PR #355, opened 2021-08-24
Add a stroke width option to the Line Tool

### LINKED ISSUE #350: Add a stroke width option to the Line Tool
Should be pretty similar to the Shape Tool's option for the number of points of the N-gon.

henryksloan:
Closes #350

- Added a `Line` variant to the `ToolOptions` struct, with a `stroke_width` property
- Made the Line tool use the stroke width
- Allow the `NumberInput` widget to expand in width (we can tweak the default width and expansion behavior in this PR)
- Renamed the Vue `setToolOptions` method to `setShapeOptions` and added a new `setLineOptions` methods
    - This will be cleaned up when the unified layout system is implemented
- Added a new number input to the line tool, allowing line width to be specified

---
This change is [Reviewable](https://reviewable.io/reviews/graphiteeditor/graphite/355)

### DIFF
--- a/frontend/src/components/widgets/inputs/NumberInput.vue
+++ b/frontend/src/components/widgets/inputs/NumberInput.vue
@@ -19,7 +19,7 @@
 
 <style lang="scss">
 .number-input {
-	width: 80px;
+	min-width: 80px;
 	height: 24px;
 	position: relative;
 	border-radius: 2px;
@@ -38,7 +38,7 @@
 
 	input {
 		flex: 1 1 100%;
-		width: 100%;
+		width: 30px;
 		height: 18px;
 		line-height: 18px;
 		margin: 0 8px;
--- a/frontend/src/components/widgets/inputs/NumberInput.vue
+++ b/frontend/src/components/widgets/inputs/NumberInput.vue
@@ -38,7 +38,8 @@
 
 	input {
 		flex: 1 1 100%;
-		width: 30px;
+		width: 0;
+		min-width: 30px;
 		height: 18px;
 		line-height: 18px;
 		margin: 0 8px;
--- a/frontend/src/components/widgets/options/ToolOptions.vue
+++ b/frontend/src/components/widgets/options/ToolOptions.vue
@@ -52,11 +52,11 @@ export default defineComponent({
 		},
 		async setLineOptions(newValue: number) {
 			// eslint-disable-next-line camelcase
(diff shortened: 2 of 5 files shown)


frontend/src/components/widgets/options/ToolOptions.vue
```diff
@@ -126,7 +130,8 @@ export default defineComponent({
 					props: {},
 				},
 			],
-			Shape: [{ kind: "NumberInput", callback: this.setToolOptions, props: { value: 6, min: 3, isInteger: true, label: "Sides" } }],
+			Shape: [{ kind: "NumberInput", callback: this.setShapeOptions, props: { value: 6, min: 3, isInteger: true, label: "Sides" } }],
+			Line: [{ kind: "NumberInput", callback: this.setLineOptions, props: { value: 5, min: 1, isInteger: true, label: "Stroke width" } }],
```
Keavon, line 134: I believe we're using Title Case, so "Stroke width" should be "Stroke Width".

henryksloan: Hah, I had that at first and wasn't sure. Fixing now.

frontend/src/components/widgets/options/ToolOptions.vue
```diff
@@ -126,7 +130,8 @@ export default defineComponent({
 					props: {},
 				},
 			],
-			Shape: [{ kind: "NumberInput", callback: this.setToolOptions, props: { value: 6, min: 3, isInteger: true, label: "Sides" } }],
+			Shape: [{ kind: "NumberInput", callback: this.setShapeOptions, props: { value: 6, min: 3, isInteger: true, label: "Sides" } }],
+			Line: [{ kind: "NumberInput", callback: this.setLineOptions, props: { value: 5, min: 1, isInteger: true, label: "Stroke Width" } }],
```
Keavon, line 134: `min` should probably be something like `0.001` (1 thou).

Keavon: And should have a unit of `px`.

frontend/src/components/widgets/inputs/NumberInput.vue
```diff
@@ -38,7 +38,7 @@
 
 	input {
 		flex: 1 1 100%;
-		width: 100%;
+		width: 30px;
```
Keavon, line 41: Do you think it would be better to do `width: 0; min-width: 30px;`?

Keavon (approved):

——————

Work to be completed:
Look above and return each line of the records exactly, from the very first through the line with "- Made the Line tool use the stroke width", both included.

Problem solution:
PR #355, opened 2021-08-24
Add a stroke width option to the Line Tool

### LINKED ISSUE #350: Add a stroke width option to the Line Tool
Should be pretty similar to the Shape Tool's option for the number of points of the N-gon.

henryksloan:
Closes #350

- Added a `Line` variant to the `ToolOptions` struct, with a `stroke_width` property
- Made the Line tool use the stroke width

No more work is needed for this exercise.